START Records supplied

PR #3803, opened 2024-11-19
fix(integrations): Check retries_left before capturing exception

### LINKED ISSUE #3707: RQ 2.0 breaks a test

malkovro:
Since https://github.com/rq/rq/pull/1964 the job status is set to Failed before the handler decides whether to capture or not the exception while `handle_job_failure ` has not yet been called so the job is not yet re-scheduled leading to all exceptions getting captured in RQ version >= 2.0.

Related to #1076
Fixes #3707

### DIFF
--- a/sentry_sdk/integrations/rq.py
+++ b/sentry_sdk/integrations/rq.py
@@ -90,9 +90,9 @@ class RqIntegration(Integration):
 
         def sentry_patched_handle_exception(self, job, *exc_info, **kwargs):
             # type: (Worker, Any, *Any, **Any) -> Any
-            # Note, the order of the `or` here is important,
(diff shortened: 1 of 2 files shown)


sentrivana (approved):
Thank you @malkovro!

END Records supplied

Exact copies of the lines from the one holding "# Note, the" to the end of the entries are all that should be written.

-            # Note, the order of the `or` here is important,
(diff shortened: 1 of 2 files shown)


sentrivana (approved):
Thank you @malkovro!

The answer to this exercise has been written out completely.